Bressani R, Tuna E
Facultad de Agronomía, Universidad de San Carlos de Guatemala.
Arch Latinoam Nutr. 1992 Sep;42(3):275-82.
The purpose of this study was to attempt to establish a possible relationship between the physical characteristics of grain sorghum and its capacity to expand. Eleven national varieties of sorghum were studied and were characterized for color, weight of 100 grains, number of grains in 40 grams, grain density and texture. Before subjecting the samples to the popping process, the method was standardized with respect to the experimental load. These tests helped to select a 62-gram load. Likewise, the effect of grain moisture content was studied. Results indicated that a soaking time of 45 minutes gave the best percent expansion.

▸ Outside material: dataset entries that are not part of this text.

PR #187, opened 2026-05-14
refactor(#184): storage layout (Wave 3 — Phases D+G+H)

mphacker:
Wave 3 of issue #184 — storage layout. Builds on PR #186 (Wave 2, merged).

### Phase D — Hot/cold waypoints split (schema v15)
`waypoints` is now hot-only (lat/lon/heading/speed_mps/autopilot_state/video_path/frame_offset/timestamp). Cold telemetry (accel x/y/z, gear, steering, brake, blinker L/R) lives in a new `waypoints_cold` table linked 1:1 by id with `ON DELETE CASCADE`.

- `query_trip_route` and `query_day_routes` (the hot path that powers map polylines) now SELECT only hot columns. Cold telemetry is fetched lazily on demand.
- New `GET /api/trip/<id>/telemetry` returns `{trip_id, telemetry: {<wp_id>: {...}}}` and is image-gated on `IMG_CAM_PATH`.
- `mapping.html` `openVideoOverlay()` accepts an optional 4th `tripId` parameter; when set, async-fetches the telemetry endpoint and merges fields into the existing waypoints array. The HUD reader (`updateOverlayTelemetry()`) is unchanged — still reads `wp.steering_angle`/`wp.brake_applied`/etc. directly. Best-effort: a fetch failure leaves the HUD at neutral defaults (existing behavior for SentryClips/no-trip overlays).
- `_index_video` runtime path writes hot inline + writes cold ONLY when the SEI frame carries usable signal (gear is a real state and/or accel/steering/brake/blinker are non-zero). No-signal frames don't bloat `waypoints_cold`.

**Migration v14→v15** is wrapped in a single SAVEPOINT. Backfills cold rows for any existing waypoint with non-default cold telemetry, then drops cold columns from `waypoints` (SQLite ≥ 3.35 ALTER TABLE DROP COLUMN, present on Bookworm). Idempotent on retries; defensive index re-creation.

### Phase G — Idle-time WAL checkpoint service
New `scripts/web/services/wal_checkpoint_service.py` daemon. Every 30 s it checks `task_coordinator.is_busy()` and `waiter_count()`; when both report idle it runs `PRAGMA wal_checkpoint(TRUNCATE)` against each registered DB. Pre-empts the inline auto-checkpoints (`wal_autocheckpoint=200` default) that would otherwise fight archive copies for SDIO bandwidth on the Pi Zero 2 W.

- Wired in `web_control.py` for `MAPPING_DB_PATH` (+ optional `CLOUD_ARCHIVE_DB_PATH`).
- INFO logs only when `checkpointed >= 10` pages — quiescent system stays silent.
- Conservative: never acquires the coordinator lock (would mask indexer/archive fairness signals); on coordinator-probe failure it backs off rather than competing for I/O.

### Phase H — Atomic-copy staging directory
Partial files now live in `<archive_root>/.staging/` (same filesystem as destination so `os.replace` is atomic) with hash-prefixed basenames (`<sha1[0:10]>-<basename>.partial`).

- Directory traversals (indexer, retention prune, file watcher) never see in-flight bytes.
- Orphan cleanup at startup is a single `os.scandir` of one directory, not a recursive walk of the whole archive tree.
- `_atomic_copy` gained a `staging_root` kwarg; production callers always pass it. Back-compat: when `None`, partials still go to the legacy `dest + '.partial'` location so existing tests pass unchanged.
- `_sweep_partial_orphans` rewritten: scandir staging first, then a one-time legacy-tree fallback for pre-Wave-3 leftovers. Becomes a zero-cost no-op once the legacy partials are gone.
- `archive_watchdog._iter_archive_mp4_files` filters `.staging` from its os.walk iterators alongside `.dead_letter`.

## Tests
- `tests/test_mapping_wave3.py` — **14 tests**: migration backfill + idempotency + cold-skip filter; `query_trip_route` shape (no cold cols); `query_trip_telemetry` empty/populated; `/api/trip/<id>/telemetry` happy-path/unknown-trip/image-gate.
- `tests/test_archive_worker_staging.py` — **8 tests**: staging path helpers (uniqueness, stability); `_atomic_copy` with `staging_root` (partial in staging, no leakage to dest tree); legacy-mode back-compat; sweep across staging + legacy + non-partial preservation.
- `tests/test_wal_checkpoint_service.py` — **10 tests**: `_checkpoint_one` truncates WAL/handles missing/locked; coordinator-idle probe (busy/waiters/idle/raises); start/stop idempotency.
- **Full suite: 1632 passed, 4 skipped** (1602 baseline + 30 new).

## Bug fix surfaced during Wave 3
`mapping_migrations.py` v2 block (`ALTER TABLE waypoints ADD COLUMN blinker_on_*`) was running unconditionally — meaning a fresh-install at v15 had cold `blinker_*` columns added back to the hot `waypoints` table by a stale migration. Now gated on `current > 0`.

## What's NOT in this PR
- Wave 4 (pipeline_queue unification, batched rclone, drop LES poll) — separate PR.
- Modified `docs/VIDEO_LIFECYCLE.md` and untracked `docs/ARCHITECTURE_CRITIQUE.md` — those are doc artifacts from the planning session that started this work; will be handled in a separate doc-cleanup PR.

Ref #184 (Wave 3)

### DIFF
--- a/scripts/web/blueprints/mapping.py
+++ b/scripts/web/blueprints/mapping.py
@@ -115,8 +115,12 @@ def api_trip_route(trip_id):
         }
         return jsonify(geojson)
     except Exception as e:
-        logger.error("Failed to query trip route: %s", e)
-        return jsonify({'error': str(e)}), 500
+        # Scrub the exception message from the response — raw SQL
+        # fragments / file paths could leak in error.message and
+        # surface to any browser that happens to be on the AP.
+        # Full traceback is preserved in the server log.
+        logger.exception("Failed to query trip route: %s", e)
+        return jsonify({'error': 'internal error'}), 500
 
 
 @mapping_bp.route("/api/trip/<int:trip_id>/telemetry")
@@ -160,8 +164,11 @@ def api_trip_telemetry(trip_id):
             'telemetry': {str(wp_id): row for wp_id, row in telem.items()},
         })
     except Exception as e:
-        logger.error("Failed to query trip telemetry: %s", e)
-        return jsonify({'error': str(e)}), 500
+        # Scrub the exception message from the response — raw SQL
+        # fragments / file paths could leak in error.message. Full
+        # traceback is preserved in the server log.
+        logger.exception("Failed to query trip telemetry: %s", e)
+        return jsonify({'error': 'internal error'}), 500
 
 
 @mapping_bp.route("/api/waypoints-for-clip")
--- a/scripts/web/blueprints/mapping.py
+++ b/scripts/web/blueprints/mapping.py
@@ -119,6 +119,51 @@ def api_trip_route(trip_id):
         return jsonify({'error': str(e)}), 500
 
 
+@mapping_bp.route("/api/trip/<int:trip_id>/telemetry")
+def api_trip_telemetry(trip_id):
+    """Return cold telemetry (steering/brake/accel/gear/blinker) for
+    every waypoint in ``trip_id`` keyed by waypoint id.
+
+    Issue #184 Wave 3 — Phase D companion to ``/api/trip/<id>/route``.
+    The map polyline endpoint returns hot columns only (lat/lon/
+    speed/heading/autopilot_state). When the user opens the in-clip
+    HUD overlay, the JS calls this endpoint once and merges the
+    cold payload into the existing waypoints array.
+
+    Response shape::
+
+        {
+            "trip_id": <int>,
+            "telemetry": {
+                "<waypoint_id>": {
+                    "id": <int>,
+                    "acceleration_x": <float|null>,
+                    "acceleration_y": <float|null>,
+                    "acceleration_z": <float|null>,
+                    "gear": <str|null>,
+                    "steering_angle": <float|null>,
+                    "brake_applied": <0|1>,
+                    "blinker_on_left": <0|1>,
+                    "blinker_on_right": <0|1>
+                },
+                ...
+            }
+        }
+
+    Empty ``telemetry`` is a valid response (parked-only trip).
+    """
+    from services.mapping_queries import query_trip_telemetry
+    try:
+        telem = query_trip_telemetry(MAPPING_DB_PATH, trip_id)
+        return jsonify({
+            'trip_id': trip_id,
+            'telemetry': {str(wp_id): row for wp_id, row in telem.items()},
+        })
+    except Exception as e:
+        logger.error("Failed to query trip telemetry: %s", e)
+        return jsonify({'error': str(e)}), 500
+
+
 @mapping_bp.route("/api/waypoints-for-clip")
 def api_waypoints_for_clip():
     """Look up waypoints matching a video clip path (or nearby clips in same trip)."""
--- a/scripts/web/services/archive_watchdog.py
+++ b/scripts/web/services/archive_watchdog.py
@@ -93,6 +93,11 @@ _RETENTION_COORDINATOR_TASK = 'retention'
 # Diagnostic subdirectory inside ``archive_root`` that the prune must
 # never touch. Mirrors the worker's dead-letter sidecar location.
 _DEAD_LETTER_DIRNAME = '.dead_letter'
+# Issue #184 Wave 3 — Phase H. Archive worker stages all in-flight
+# ``.partial`` files in this single directory. Retention/sweep
+# walkers must skip it so partials aren't mistaken for archived
+# clips and so the dir stays exclusively owned by archive_worker.
+_STAGING_DIRNAME = '.staging'
 
 # Default stop/join timeouts.
 _DEFAULT_STOP_TIMEOUT = 30.0
@@ -723,9 +728,11 @@ def _iter_archive_mp4_files(archive_root: str):
     if not archive_root or not os.path.isdir(archive_root):
         return
     for dirpath, dirnames, filenames in os.walk(archive_root, followlinks=False):
-        # Prune .dead_letter so os.walk doesn't descend into it.
+        # Prune .dead_letter and .staging so os.walk doesn't descend
+        # into them (issue #184 Wave 3 — Phase H).
         dirnames[:] = [
-            d for d in dirnames if d != _DEAD_LETTER_DIRNAME
+            d for d in dirnames
+            if d not in (_DEAD_LETTER_DIRNAME, _STAGING_DIRNAME)
         ]
         for fn in filenames:
             if not fn.lower().endswith('.mp4'):
@@ -1243,7 +1250,8 @@ def _collect_event_basenames(archive_root: str) -> set:
             root, followlinks=False,
         ):
             dirnames[:] = [
-                d for d in dirnames if d != _DEAD_LETTER_DIRNAME
+                d for d in dirnames
+                if d not in (_DEAD_LETTER_DIRNAME, _STAGING_DIRNAME)
             ]
             for fn in filenames:
                 if fn.lower().endswith('.mp4'):
--- a/scripts/web/services/archive_worker.py
+++ b/scripts/web/services/archive_worker.py
@@ -18,9 +18,12 @@ Drains the ``archive_queue`` table one file at a time. For each row:
    proceeds. NOT the indexer's ``yield_to_waiters=True`` cyclic form.
 4. Compute the destination under ``ARCHIVE_DIR`` mirroring the
    ``TeslaCam/<sub>/<file>`` layout.
-5. Atomic copy: write to ``dest_path + '.partial'`` in 1-MiB chunks,
-   ``fsync``, ``rename`` to the final name, verify size matches the
-   source.
+5. Atomic copy: stage to ``<archive_root>/.staging/<hash>-<name>.partial``
+   in 1-MiB chunks, ``fsync``, ``os.replace`` to the final name,
+   verify size matches the source. The single staging dir keeps the
+   archive tree free of in-flight bytes (so directory traversals
+   never trip on partials) and reduces orphan-sweep cost from
+   ``os.walk`` to one ``os.scandir`` (issue #184 Wave 3 — Phase H).
 6. On success, mark the row ``copied`` and enqueue the **destination**
    path into ``indexing_queue`` via
    ``indexing_queue_service.enqueue_for_indexing`` so the indexer
@@ -63,6 +66,7 @@ Public API mirrors :mod:`indexing_worker`::
 from __future__ import annotations
 
 import collections
+import hashlib
 import logging
 import os
 import shutil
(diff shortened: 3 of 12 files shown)


mphacker (commented):
## PR Review — #187

**Decision:** 💬 Comment

**Summary:** 0 critical, 1 warning, 7 info findings across 4 files (Wave 3 — Phases D + G + H). Migration safety, WAL-checkpoint coordination, staging-dir back-compat, and the JS `overlayOpenSeq` cancellation contract all check out. The single warning concerns the cold-skip filter's exact-zero comparison vs. real-world Tesla SEI sensor noise. Tests verified locally (1632 passed, 4 skipped, matches PR claim).

**Phases executed:** Code quality & Flask patterns; Path traversal; Configuration; Image gating; Resource efficiency; Power-loss safety; Security review (changed mode, all applicable phases).

### Findings

| 1 | 🟡 | L1422–L1432 | Power-loss / Resource | Cold-skip filter uses exact-zero comparisons (`ax != 0`, `sa != 0`, etc.). Tesla's accelerometer + steering sensors rarely report exactly `0.0` on a real vehicle even when stationary — sensor noise floors are typically `±0.001`–`±0.05 m/s²`. In production this means **virtually every waypoint will satisfy at least one `!= 0` clause**, so `waypoints_cold` ends up with one row per waypoint — directly defeating the central design rationale documented in the PR comment ("parked-car waypoints (all-null telemetry) consume zero cold pages"). The accompanying tests `test_parked_car_waypoints_create_no_cold_rows` only exercises the case where the parser explicitly returns `0.0` (`gear=99` + `accel_x=0.0`); they do not simulate sensor-jitter near-zero values. Recommend adding an absolute-tolerance threshold (e.g. `abs(ax) > 0.01`) in BOTH the runtime filter and the v15 migration WHERE clause, plus a noise-floor test fixture so a future regression that re-tightens the threshold is caught. |
| 2 | 🔵 | L1399–L1445 | Resource | Per-row `INSERT INTO waypoints` then optional `INSERT INTO waypoints_cold` replaces the prior single `executemany`. For a 500-waypoint clip with cold data that's ~1000 Python↔C calls instead of 1, and the PR comment estimates ~250 ms per clip. SQLite ≥ 3.35 supports `INSERT ... RETURNING id` (Bookworm has it), which would let you keep `executemany` on the hot insert (capturing all ids in one round trip) and a second `executemany` on the cold insert. Out of scope to refactor here, but expected to file a follow-up issue if real-world clips routinely have >500 waypoints. |

| 3 | 🔵 | L880–L889 | Power-loss / Resource | Same noise-tolerance issue as finding #1: the v15 backfill WHERE clause uses `acceleration_x != 0`, etc. On a v14→v15 upgrade with thousands of existing waypoints, almost every row will be backfilled into `waypoints_cold` because of sensor noise — defeating the migration's "small cold table" goal. Pair the fix with finding #1. |
| 4 | 🔵 | L883 | Power-loss | Asymmetry vs. runtime path: migration uses `gear IS NOT NULL` (would backfill even `'UNKNOWN'`); runtime uses `bool(gear) and gear != 'UNKNOWN'` (skips `'UNKNOWN'`). Net effect: a v14→v15 upgrade may produce a few cold rows with `gear='UNKNOWN'` that the runtime path would never produce going forward. Cosmetic — the HUD's `(wp.gear \|\| 'PARK').replace('GEAR_', '').charAt(0)` renders `'U'` for these and `'P'` for the missing-cold case; both are stable. Tighten the migration WHERE to `gear IS NOT NULL AND gear != 'UNKNOWN'` for symmetry, or accept the inconsistency and document it. |
| 5 | 🔵 | L549–L561 (`_migrate_v14_to_v15`) | Resource / Power-loss | The v15 migration runs 8× `ALTER TABLE waypoints DROP COLUMN` inside a single `SAVEPOINT migrate_v15`. SQLite ≥ 3.35 implements DROP COLUMN as an in-place table rewrite — eight back-to-back rewrites on a multi-million-row `waypoints` table will produce a large WAL spike that doesn't get checkpointed until the savepoint releases. PR comment estimates "~50 ms on a 100k-row waypoints table"; on a power user with 1M+ waypoints + a slow SD card this could easily be several seconds and a multi-MB WAL spike, contending with archive worker SDIO bandwidth on the same boot. Consider a single-rewrite migration (`CREATE TABLE waypoints_new AS SELECT hot_cols FROM waypoints; DROP TABLE waypoints; ALTER TABLE waypoints_new RENAME TO waypoints; -- recreate indexes`) — one rewrite instead of eight. Acceptable to defer if real-world DBs are confirmed small; expected to file a follow-up issue if you defer. |

#### `scripts/web/blueprints/mapping.py`

| 6 | 🔵 | L162 | Network exposure | `return jsonify({'error': str(e)}), 500` exposes the raw exception message to API clients — could leak SQL fragments, file paths, or internal state. The new `api_trip_telemetry` inherits this from the sibling `api_trip_route` (L121); pre-existing pattern in this blueprint, but the new route extends it. Defense-in-depth: log the full exception internally (`logger.exception(...)` already does), return a generic `{'error': 'internal error'}` externally. |

| 7 | 🔵 | L3088 (`closeVideoOverlay`) | Code quality / Defense-in-depth | `closeVideoOverlay()` does NOT bump `overlayOpenSeq`. Functionally safe (close empties `overlayWaypoints`, so the lazy-fetch's `for (const wp of overlayWaypoints)` is a no-op), but the cancellation contract is implicit. A future change that re-populates `overlayWaypoints` after a close (e.g. for "remember last clip") would silently break it. Add `++overlayOpenSeq;` at the top of `closeVideoOverlay()` so the sequence-counter check on L2569 is the single source of truth. |

#### `scripts/web/services/wal_checkpoint_service.py`

| 8 | 🔵 | L88–L120 (`_checkpoint_one`) | Resource | Opens a fresh `sqlite3.connect()` per tick per DB (2 DBs × every 30 s ≈ 4 connects/min; ~5 ms each on Pi Zero 2 W). Negligible in absolute terms (<0.05% CPU), but a cached module-level connection per DB would be cheaper and more idiomatic. Optional — both designs are defensible. The current "fresh connection per tick" choice is simpler and avoids any long-lived state to worry about across DB-file recreation (e.g. a future feature that swaps `geodata.db` after a corruption-recovery import); explicit defer to that simpler design is acceptable. |

Invoked Phases 2, 3, 4, 5, 6, 11 against the PR's changed files.

| Phase | Result |
|-------|--------|
| 2 — Subprocess injection | ✓ No new subprocess calls in any changed file. |
| 3 — Path traversal | ✓ `api_trip_telemetry` uses `<int:trip_id>` URL converter (Flask-validated int) → parameterized SQL. `archive_worker._staging_partial_path` constructs the staging basename from `os.path.basename(dest_path)` (strips any directory traversal in `dest_path`) joined under `staging_root` via `os.path.join`. |
| 4 — Configuration | ✓ wcs reads `MAPPING_DB_PATH` / `CLOUD_ARCHIVE_DB_PATH` from `config`, never hardcoded. v15 migration is DDL only — no credential handling. |
| 5 — Mount / gadget | ✓ No mount/umount/UDC operations changed. `os.replace(partial, dest_path)` is atomic because staging is `<archive_root>/.staging/` (same filesystem as `dest_path` by construction). |
| 6 — Network exposure | ✓ New telemetry route is gated by the existing `@mapping_bp.before_request` hook on `IMG_CAM_PATH` (verified in `mapping.py` L28–L34). Telemetry payload was already exposed inline by `/api/trip/<id>/route` pre-PR; net change in attack surface = 0. (Exception-message leak called out as Info #6 above.) |
| 11 — Data protection | ✓ wcs logs only `os.path.basename(db_path)` — no full paths, no credentials. The PR's INFO-level checkpoint-only-when-non-trivial gating (`checkpointed >= _LOG_NONZERO_THRESHOLD_PAGES`) matches the codebase rule against logging routine cyclic-worker activity at INFO. |

No new security findings. ✓

### Verified Concerns from PR Description

* **Migration safety / atomicity** — v15 wrapped in `SAVEPOINT migrate_v15` with proper `ROLLBACK TO ... ; RELEASE ...` in the except path; `return conn` short-circuits the schema_version bump on failure (re-tries on next boot). `_waypoints_has_cold_columns()` makes the migration idempotent on retry. ✓ The savepoint protects every step inside `_migrate_v14_to_v15`. The v2 blinker-add migration is now correctly gated on `current > 0` so a fresh-install at v15 doesn't get cold cols re-added (good catch — bug fix called out in PR description).
* **WAL checkpoint vs. SDIO bandwidth** — `_is_coordinator_idle()` correctly checks both `is_busy()` and `waiter_count()` so wcs never fires while archive/indexer hold the lock OR while a priority task is waiting. Coordinator probe failures back off (return False) rather than competing for I/O. WAL `TRUNCATE` itself is a writer-locked op that returns busy=1 if any reader is mid-tx; no read disruption. wcs starts AFTER `boot_catchup_scan()` runs, so the v15 migration runs before the wcs ever fires. ✓
* **Staging dir back-compat** — `_atomic_copy(staging_root=None)` correctly falls back to `dest_path + '.partial'`; verified the existing `tests/test_archive_worker.py` (425 tests) still passes locally. The single production caller (`process_one_claim` L1814) always passes `_staging_root(archive_root)`. ✓
* **JS `overlayOpenSeq` cancellation** — Verified `++overlayOpenSeq` at L2564 (every open) and `if (opSeq !== overlayOpenSeq) return;` at L2569 (after the response arrives). Open→open→fetch1 returns: correctly discarded. Open→close→fetch returns: opSeq matches, but `for (const wp of overlayWaypoints)` is a no-op because close emptied the array. Functionally safe; one defensive improvement noted (Info #7). ✓
* **Cold-skip filter vs. migration WHERE** — Match is close but not exact: gear has the documented asymmetry (Info #4) and noise-handling has the warning above (#1/#3). Logic is consistent enough that no real-world clip's telemetry would be lost.
* **Schema migration v14→v15 atomicity / power-loss safety** — SAVEPOINT semantics covered above. After the executescript creates `waypoints_cold` (committed), a partial migration leaves an empty `waypoints_cold` + a v14 `waypoints` with cold cols intact + `schema_version=14`. Readers using `query_trip_route` (hot only) and `query_trip_telemetry` (cold only) both work correctly in this transient state — polylines render, HUD shows neutral defaults until the next boot retries. ✓

### Verified Positive Findings

These existing controls are correctly implemented and should not regress:

* ✅ New `/api/trip/<int:trip_id>/telemetry` is image-gated via the existing `@mapping_bp.before_request` hook → AJAX gets 503 JSON, normal redirects to Settings (matches house pattern).
* ✅ Trip ID via Flask `<int:trip_id>` URL converter — no path-traversal surface.
* ✅ All SQL parameterized.
* ✅ `_atomic_copy` still does temp+fsync+`os.replace`; per-file time budget (`_CopyTimeBudgetExceeded`) and chunk-pause guards untouched (issue #104 mitigations preserved).
* ✅ `archive_watchdog` filters `.staging` from BOTH `os.walk` iterators (L735, L1254).
* ✅ wcs daemon thread is `daemon=True` and joins cleanly on stop (Bookworm-safe).
* ✅ wcs logs ONE checkpoint summary per DB only when work was done (`checkpointed >= _LOG_NONZERO_THRESHOLD_PAGES`); quiescent system stays silent — matches the project rule against per-tick INFO logs from cyclic workers.
* ✅ wcs never acquires the `task_coordinator` lock — preserves the indexer/archive fairness signals.
* ✅ Staging dir hash-prefixed naming uses `hashlib.sha1(...).hexdigest()[:10]` — collision space ≈ 2^40 with a basename suffix, so two simultaneous copies of differently-located `front.mp4` clips can't clobber. (Use of SHA-1 is non-cryptographic here; fine.)

### Action Items

1. **Critical** — none.
2. **Warnings**
   * **#1 (mapping_service.py L1422–L1432) — Tighten cold-skip filter against sensor noise.** Replace exact-zero comparisons with an absolute-tolerance check (suggest `abs(ax) > 0.01`, calibrated against actual SEI samples from a parked Tesla). Apply the same change to `mapping_migrations.py` L880–L889 (Info #3) so backfill matches runtime. Add a noise-floor test fixture so a future regression that re-tightens the threshold is caught. Otherwise the cold table will grow ~1:1 with `waypoints` in production, defeating the entire point of the split.
3. **Info** — expected to address in this PR (or file follow-up issues with links):
   * **#2** — performance regression from per-row INSERT; if real-world clips have >500 waypoints, file a follow-up to migrate to `INSERT...RETURNING` + `executemany`.
   * **#3, #4** — fix as part of the same change as Warning #1.
   * **#5** — large-DB migration WAL spike; either switch to single-rewrite `CREATE TABLE...AS SELECT...` migration or file a follow-up if you'd like to land Wave 3 first and measure on real production DBs.
   * **#6** — exception-message leak in `api_trip_telemetry` (and pre-existing in `api_trip_route`); minimal fix is `logger.exception("...")` + return `{'error': 'internal error'}`.
   * **#7** — bump `overlayOpenSeq` in `closeVideoOverlay()` for clarity.
   * **#8** — wcs per-tick connection — accept the simpler design or cache; reviewer's call.

The single Warning is the one that should block merge until decided. Everything else is hardening or follow-up scope.

mphacker:
## Review fixes

All 8 findings from the review have been addressed:

| # | Severity | Disposition |
|---|----------|-------------|
| 1 | 🟡 Warning | ✅ Fixed (mapping_service.py L48–80, L1384–1467) — added ``_COLD_ACCEL_THRESHOLD_MPS2 = 0.05`` and ``_COLD_STEERING_THRESHOLD_DEG = 0.5`` constants, runtime filter uses ``abs() > threshold``. |
| 2 | 🔵 Info | ✅ Fixed (mapping_service.py L1399–1467) — switched from per-row ``conn.execute`` to a single multi-VALUES ``INSERT...RETURNING id`` for hot rows + ``executemany`` for cold rows. ~30 ms / clip vs. ~250 ms before. |
| 3 | 🔵 Info | ✅ Fixed (mapping_migrations.py L863–905) — migration WHERE imports the same threshold + gear constants from ``mapping_service`` so backfill semantics match the runtime path exactly. |
| 4 | 🔵 Info | ✅ Fixed — new ``_COLD_GEAR_NO_SIGNAL = frozenset({'UNKNOWN', 'PARK'})`` constant captures the rule; both runtime and migration use it (PARK semantics: a Sentry-on-parked-car event no longer creates 1 800 identical "still parked" cold rows). |
| 5 | 🔵 Info | ⏭️ Follow-up: filed as issue #188. The single-rewrite migration interacts with the ``waypoints_cold.id`` foreign key; doing it safely needs FK suspension outside the savepoint and hardware testing on a real production DB. |
| 6 | 🔵 Info | ✅ Fixed (mapping.py L117–119, L162–164) — both ``api_trip_route`` and ``api_trip_telemetry`` now scrub the exception text and return ``{'error': 'internal error'}``; full traceback preserved server-side via ``logger.exception``. |
| 7 | 🔵 Info | ✅ Fixed (mapping.html L3088 ``closeVideoOverlay``) — ``++overlayOpenSeq`` at the top so the cancellation contract is explicit. |
| 8 | 🔵 Info | ⏭️ Follow-up: filed as issue #189. The fresh-connection-per-tick design is documented inline (``_checkpoint_one`` docstring) with the rationale + link to #189; the cached design with inode-invalidation can be implemented when profiling justifies it. |

## New tests

* ``TestIndexVideoColdSplit::test_jitter_below_threshold_creates_no_cold_rows`` — sensor jitter near zero must not bloat ``waypoints_cold``.
* ``TestIndexVideoColdSplit::test_jitter_above_threshold_creates_cold_rows`` — real coast/brake telemetry above the threshold MUST produce cold rows.
* ``TestIndexVideoColdSplit::test_park_gear_alone_creates_no_cold_rows`` — gear=PARK without other signal MUST NOT create cold rows.
* ``TestV14ToV15Migration::test_migration_skips_jitter_and_park`` — the v14→v15 backfill MUST skip jitter rows, PARK-only rows, UNKNOWN-only rows; only real-driving rows are backfilled.

## Verification

* Full suite: 1636 passed, 4 skipped (1632 + 4 new tests).
* All Python syntax checks clean.
* Working tree contains only intentional changes (the pre-existing ``docs/VIDEO_LIFECYCLE.md`` modification + untracked ``docs/ARCHITECTURE_CRITIQUE.md`` are from a prior planning session, not this PR).

Commits: 269c66f (review fixes) + 8b1f1f0 (link wcs comment to #189).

Highly statistical significant differences were found in the physical characteristics among the eleven sorghum varieties, as was also the case with respect to change in volume, popped grains and percentage of popped grains, which varied between 7.42 to 89.29%. The initial volume of the grain was negatively associated to the percentage of expanded grains. The initial grain volume was significantly negatively related to the unpopped grain. The final volume significantly correlated with the number of grain in 40 grams, with endosperm texture and grain density. Even though physical structure is important in grain expansion, other factors like chemical composition may also be of significance.
本研究的目的是试图确定高粱的物理特性与其膨胀能力之间可能存在的关系。对11个高粱国家品种进行了研究,并对其颜色、百粒重、40克粒数、籽粒密度和质地进行了表征。在对样品进行爆花处理之前,对实验负荷的方法进行了标准化。这些测试有助于选择62克的负荷。同样,研究了籽粒含水量的影响。结果表明,45分钟的浸泡时间能产生最佳的膨胀率。在11个高粱品种的物理特性方面发现了高度统计学显著差异,在体积变化、爆花粒和爆花粒百分比方面也是如此,爆花粒百分比在7.42%至89.29%之间变化。籽粒的初始体积与膨胀粒百分比呈负相关。初始籽粒体积与未爆花粒显著负相关。最终体积与40克粒数、胚乳质地和籽粒密度显著相关。尽管物理结构在籽粒膨胀中很重要,但其他因素如化学成分也可能具有重要意义。